Frankie walked down the hall in nothing but these tiny little shorts and a tank top – no bra. Normally, I wouldn’t notice something like that but her nipples were pushing the fabric out and practically demanding my attention.

Her eyes widened in surprise when she saw me. “Are they still not here?”

I couldn’t open my mouth. If I did, I’d say something really fucking asinine. Or I’d try to put one of those nipples in my mouth.

Looking away, I ran my both hands through my hair, wishing she didn’t smell so good.

Without the scent blockers and the smell of death lingering on her skin, I could smell her pure undiluted scent and it was fucking mouthwatering.

“Soren? Are you okay?”

She was still limping and I couldn’t handle that on top of everything else.

I got up and pushed her down on the couch, taking the towel so I could dry her hair.

Focusing on that helped settle whatever sensation was bubbling just under my skin, threatening to explode.

Her hand wrapped around my wrist, squeezing hard enough to hurt. “What the fuck do you think you’re doing?”

I honestly had no idea. “I’m just trying to help.”

“Well don’t.” She yanked the towel out of my grip and I flinched at the sharp tone in her voice.

Yeah, it was definitely time to leave.

I bent down to grab my backpack and my eyes seemed to have a life of their own because all I could do was stare at her bare legs.

“Soren.”

I glanced up to see her frowning, but she seemed more confused than anything.

“Why are you trying so hard?”

“I don’t know. I just want to.” The answer came out of my mouth before I realized what I was even saying and I could feel my face shift into a shocked expression.

Shit, I was losing my mind and I didn’t know how to stop it.

At least Frankie looked just as shocked as I was.

“You know I’m fully capable of taking care of myself, right?” She tilted her head to the side and studied me like she found me weirdly fascinating, but not enough to really bother with.

“I know,” I admitted, yanking the towel out of her hands again instead of leaving like I should.

This whole thing was pissing me off and the only thing that had calmed me down earlier was drying her hair, so I was going to do that. She could bitch and complain about it, but I didn’t care.

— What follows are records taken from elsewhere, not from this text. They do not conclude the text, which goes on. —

PR #3282, opened 2022-06-02
Add basic language server support for explicit symbol imports

### LINKED ISSUE #3078: `languageServer` support for explicit symbol `import`s

rvanasa:
This PR adds straightforward "go to definition" support for Motoko's pattern-style import syntax. 

For example, `import { v|als } "mo:base/Array"` and `v|als(x)` (where `|` represents the cursor) will correctly navigate to the corresponding `Array.vals` declaration. 

As with existing language server functionality, these changes do not yet account for variable shadowing. However, the updated `parse_module_header` function already parses import patterns such as (`import {alias = field} "..."`) based on the proposed generalized import syntax (#3076). 

Please let me know if additional explanation would be helpful for any of these changes. I also included four test cases to cover the newly expected behavior of `definition_handler` and `parse_module_header`. 

Tested in VSCode on WSL using the official Motoko extension.

Fixes #3078
Supersedes #3263

CC @kritzcreek, @crusso, @matthewhammer

### DIFF
--- a/test/lsp-int-test-project/definitions.mo
+++ b/test/lsp-int-test-project/definitions.mo
@@ -1,11 +1,11 @@
 import MyDependency "mo:mydep/lib";
 import List "lib/list";
-import { last } "lib/list";
+import { nil; last = lastElement } "lib/list";
 
 module {
     public func myFunc() {
         let myClass = MyDependency.MyClass();
         let myNil = List.nil<Nat>();
-        assert last(myNil) == null;
+        assert lastElement(myNil) == null;
     }
 }
--- a/test/lsp-int-test-project/definitions.mo
+++ b/test/lsp-int-test-project/definitions.mo
@@ -1,9 +1,11 @@
 import MyDependency "mo:mydep/lib";
 import List "lib/list";
+import { last } "lib/list";
 
 module {
     public func myFunc() {
         let myClass = MyDependency.MyClass();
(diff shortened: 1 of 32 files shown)


crusso:
Thanks @rvanasa these contributions are much appreciated. I won't get  a chance to review today but perhaps someone else will.

test/lsp-int-test-project/definitions.mo
```diff
@@ -1,9 +1,11 @@
 import MyDependency "mo:mydep/lib";
 import List "lib/list";
+import { last } "lib/list";
```
ggreif, line 3: I suggest to also add a _renaming on import_ declaration.

ggreif (approved):
LGTM. Thanks!

test/lsp-int-test-project/definitions.mo
rvanasa: Thanks for taking a look. I added an LSP test based on your suggestion (slightly modified since there seems to be a compiler bug resulting in `type error [M0121], duplicate field last in object pattern`). I created an issue #3290 and will see if there's an elegant way to fix this in a separate PR.

ggreif: Nice find!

I’d pretend like the cab was here once I had my shit together and then just walk home or something. I didn’t want her to know just how fucking ridiculous and clingy I was actually being right now.

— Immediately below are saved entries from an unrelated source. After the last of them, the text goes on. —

PR #3286, opened 2022-06-03
Update doc for interpreter support for markdown

chenyan-dfinity:
Tested in https://github.com/wackyleo459/test-motoko-interpreter/pull/1

### DIFF
--- a/doc/README.md
+++ b/doc/README.md
@@ -26,65 +26,15 @@ CI pushes these docs for latest master to
 
 # Support interpreter in documentation
 
-## Page attributes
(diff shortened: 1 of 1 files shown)


crusso (approved):
This is great. Can we keep the old doc around too, until we've done the migration?

I need to figure out how to get adoc to translate or preserve the full language attribute. I think they might not survive translation at the moment.

chenyan-dfinity:
Yeah, not easy to translate. We could manually add back the attributes. There are not many of them.

PR #4766, opened 2024-11-15
experiment: add optional stability modifiers before body to control default

crusso:
Investigate with prefixing body of actor or actor class with optional, default stability modifier, supporting the opt-in inversion from flexible to stable, without changing the semantics of existing code.

(Prefixing the `actor` keyword introduces hundreds of shift/reduce conflicts, so I tried this instead.
Perhaps the conflicts can be avoid by some grammar refactoring...)

Note: we only allow the stable modifier on simple let patterns bind a single identier and (all) mutable variables, so care must be taken not to default to stable in other cases...

```motoko
actor Counter stable {

  var count : Nat = 0; // defaults to stable

  public func inc() : async Nat {
    count += 1;
    count
  };

  // let f = func(){}; // rejected as unstable

}
```
and 

```motoko
actor class Counter() stable {

  var count : Nat = 0;  // defaults to stable

  public func inc() : async Nat {
    count += 1;
    Prim.debugPrint (debug_show(count));
    count
  };

  // let f = func(){}; // rejected as unstable

}
```

Not sure I'm loving it, tbh.

### DIFF
--- a/doc/md/examples/grammar.txt
+++ b/doc/md/examples/grammar.txt
@@ -305,7 +305,7 @@
     'type' <id> ('<' <list(<typ_bind>, ',')> '>')? '=' <typ>
     <obj_sort> <id>? (':' <typ>)? '='? <stab> <obj_body>
     <shared_pat_opt> 'func' <id>? <typ_params_opt> <pat_plain> (':' <typ>)? <func_body>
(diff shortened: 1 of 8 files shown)


ggreif:
Wanna have some SQL feeling? `actor Counter stable` ➡ `actor Counter with stable var` 😜

crusso:
closing in favour of #4779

“Are you aware that you’re pumping out your pheromones?”

No, I wasn’t.

I dropped down on the couch beside her and tried to reel it back in, but her scent was making it impossible. “I should go.”

But Frankie wrapped her arms around my neck and pulled herself up and into my lap, straddling my hips.

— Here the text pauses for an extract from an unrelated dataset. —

PR #4777, opened 2024-11-22
perf: use less cycles in `@timer_helper`

ggreif:
Since the observation of a `null` in the expiration array means there will be no more found, it is pointless to stay in the loop. I expect 1 expiration per callback in the frequent case.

What the fuck was she doing?

Her expression was warm and her smile soft, but the look in her eyes was anything but. She stared at me with a cold, calculating look before shifting her weight just so.

The heat of her against me made me clench my jaw and I grabbed her hips, stopping her before she could grind against me.

If she did…I didn’t think I could stop myself from getting a taste of her, and she certainly didn’t seem to be in the right state of mind to deal with me when I was like that.

“You’ve been like this since earlier.” Her breath tickled my face and my grip on her hips tightened against my will. “Why are you acting like I can’t do a single thing on my own? Did my momentary weakness make you think you could do whatever you want?”

Her pheromones curled around me, smelling like lavender and honey with a hint of citrus. She was pissed off but I couldn’t focus on that when she smelled so sweet.

Sweet enough to make my teeth ache.

I wanted to sink them into her skin just to see if she tasted as good as she smelled.

“I asked you a question, Soren .”

Dammit. She wasn’t just pissed at me, she was furious.